The Sun-Times ran a story in Monday’s paper showing an increase in bicycle accidents and fatalities in Chicago between 2001 and 2011. How large of an increase? 38 percent, according to data the Sun-Times obtained from the Census Bureau, the Illinois Department of Transportation and the Chicago Metropolitan Planning Agency (CMAP).

The number parallels with the increase in cyclists on the road over that same span. The Census Bureau showed 1.2 percent of Chicago commuters biked to work in 2009. The Sun-Times noted that number may be higher, since the Census didn’t account commuters who use their bikes for recreational use, shopping and other uses. CMAP has a handy map (PDF) showing bike crashes between 2005 and 2010; all we’ll say is cyclists should be extra vigilant along Milwaukee Avenue and the North side.

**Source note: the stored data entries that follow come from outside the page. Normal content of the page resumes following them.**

PR #8816, opened 2024-04-09
always use error interface when returning errors

butonic:
cc @fschade 

related: https://github.com/owncloud/ocis/pull/8578 (will have conflicting changes when this is merged)

### DIFF
--- a/services/graph/pkg/errorcode/cs3.go
+++ b/services/graph/pkg/errorcode/cs3.go
@@ -19,10 +19,10 @@ import (
 // and a unified error handling within the application is necessary.
 func FromCS3Status(status *cs3rpc.Status, inerr error, ignore ...cs3rpc.Code) error {
 	if inerr != nil {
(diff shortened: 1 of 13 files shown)


fschade:
@butonic, does not solve it, see:

```go
package main

import (
	"fmt"
)

type Error struct{}

func (f *Error) Error() string {
	return ""
}
func First() error {
	var err *Error
	return err
}

func Second() error {
	return First()
}
```

what we need is something like:
```go
package main

import (
	"fmt"
)

type Error struct{}

func (f *Error) Error() string {
	return ""
}
func First() error {
	var err *Error

	if err == nil {
		return nil
	}

	return err
}

func Second() error {
	return First()
}
```

fschade:
@butonic, i made the changes in https://github.com/owncloud/ocis/pull/8750, lets see wht the ci says, if ok, ill pick the changes back to your PR here.

kobergj (approved):

rhafer (approved):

The article comes on the heels of the Chicago Department of Transportation’s announcement to build another 34 miles in protected and buffered bike lanes by the end of the year and columns by the Sun-Times’ Mark Konkol and the Tribune’s John Kass that resorted lumping cyclists as nothing more than law-breaking hipsters and elitists and that Mayor Rahm Emanuel was “sucking up to bicyclists.” CDOT commissioner Gabe Klein disputed that and said the buffered and protected bike lanes were intended to make all forms of traffic safer. Some bicycle advocates say the bike lane program is happening while certain intersections with a high number of accidents are being ignored.

The Sun-Times spoke with Leah Jones, who suffered a broken ankle and sprained wrists in a 2010 accident at Chicago Avenue and Halsted Street.

“It all squeezes into this intersection where there’s a ton of potholes and a really short yellow,” she says. “Even if you leave on a green, it could be really hard to get through the intersection before it goes red.”